(Records excerpted from a collection)
[Start of Attachment]
Issue #1864, opened 2019-08-17
HSV command is not HSV set


CrazyIvan359:
**Bug description**
HSV commands do not apply the H, S, and V in the command.

**Steps to reproduce**
Send an HSV command to a device with Color enabled.

**Expected behavior**
HSV set should be the same as the command.

**Device information**
* Arduino Core `2.3.0 rev 159542381`
* ESPurna version `1.13.5`

**Solution**
The "Value" of the command is being used as the brightness, then the calculated RGB channel values are scaled by it. This should not be done, as the conversion from HSV to RGB takes the V component into consideration already.

mcspr:
Can you give an example of expected values?

Following the brightness function, it does some other transformations when "useWhite" mode is on. However, basic brightness method will simply multiply each channel by the brightness, resulting in the same values as this conversion shows:
https://www.wolframalpha.com/input/?i=0,100,57+hsv+to+rgb
https://github.com/xoseperez/espurna/blob/43a44cf96447dc2e04f0ef936573950df359889e/code/espurna/light.ino#L1212
https://github.com/xoseperez/espurna/blob/43a44cf96447dc2e04f0ef936573950df359889e/code/espurna/light.ino#L117

Extracted light.ino algorithm:
https://gist.github.com/mcspr/4a0a7001c9b52c0dd09ca1af13b287c5
https://github.com/xoseperez/espurna/blob/43a44cf96447dc2e04f0ef936573950df359889e/code/espurna/light.ino#L274-L276
```
$ ./hsv 0,100,57
brightness=0, rgb=0,0,0
input=0,100,57
_setRGBInputValue(255,0,0)
brightness=145, rgb=255,0,0
```
*Note about Arduino.h => std::...*
`constrain` => `std::clamp`
`round` => `std::lround`
`floor` => `std::floor`

CrazyIvan359:
I'm running the latest release, not dev. I fixed the issue by preventing the brightness from being calculated when an HSB command is received.

I think if you were to use the maximum Brightness value (100% not `MAX_BRIGHTNESS`) when calculating the RGB values, and then set actual brightness normally, the `_light_brightness_func` should adjust the values to what they should be. I ran out of time to keep testing different solutions though.

I do see that another issue I found has been fixed now, I saw that channels 4 and 5 would be set by brightness if colour was enabled, regardless of white settings.

mcspr:
Ping. Was #1874 sufficient?

CrazyIvan359:
[...]

Issue #1763, opened 2019-06-07
Domoticz H801 RGBWW


physke:
Hi,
[End of Attachment]
## [Work required]
Copy out each line above, character for character.

## [Answer section]
Issue #1864, opened 2019-08-17
HSV command is not HSV set


CrazyIvan359:
**Bug description**
HSV commands do not apply the H, S, and V in the command.

**Steps to reproduce**
Send an HSV command to a device with Color enabled.

**Expected behavior**
HSV set should be the same as the command.

**Device information**
* Arduino Core `2.3.0 rev 159542381`
* ESPurna version `1.13.5`

**Solution**
The "Value" of the command is being used as the brightness, then the calculated RGB channel values are scaled by it. This should not be done, as the conversion from HSV to RGB takes the V component into consideration already.

mcspr:
Can you give an example of expected values?

Following the brightness function, it does some other transformations when "useWhite" mode is on. However, basic brightness method will simply multiply each channel by the brightness, resulting in the same values as this conversion shows:
https://www.wolframalpha.com/input/?i=0,100,57+hsv+to+rgb
https://github.com/xoseperez/espurna/blob/43a44cf96447dc2e04f0ef936573950df359889e/code/espurna/light.ino#L1212
https://github.com/xoseperez/espurna/blob/43a44cf96447dc2e04f0ef936573950df359889e/code/espurna/light.ino#L117

Extracted light.ino algorithm:
https://gist.github.com/mcspr/4a0a7001c9b52c0dd09ca1af13b287c5
https://github.com/xoseperez/espurna/blob/43a44cf96447dc2e04f0ef936573950df359889e/code/espurna/light.ino#L274-L276
```
$ ./hsv 0,100,57
brightness=0, rgb=0,0,0
input=0,100,57
_setRGBInputValue(255,0,0)
brightness=145, rgb=255,0,0
```
*Note about Arduino.h => std::...*
`constrain` => `std::clamp`
`round` => `std::lround`
`floor` => `std::floor`

CrazyIvan359:
I'm running the latest release, not dev. I fixed the issue by preventing the brightness from being calculated when an HSB command is received.

I think if you were to use the maximum Brightness value (100% not `MAX_BRIGHTNESS`) when calculating the RGB values, and then set actual brightness normally, the `_light_brightness_func` should adjust the values to what they should be. I ran out of time to keep testing different solutions though.

I do see that another issue I found has been fixed now, I saw that channels 4 and 5 would be set by brightness if colour was enabled, regardless of white settings.

mcspr:
Ping. Was #1874 sufficient?

CrazyIvan359:
[...]

Issue #1763, opened 2019-06-07
Domoticz H801 RGBWW


physke:
Hi,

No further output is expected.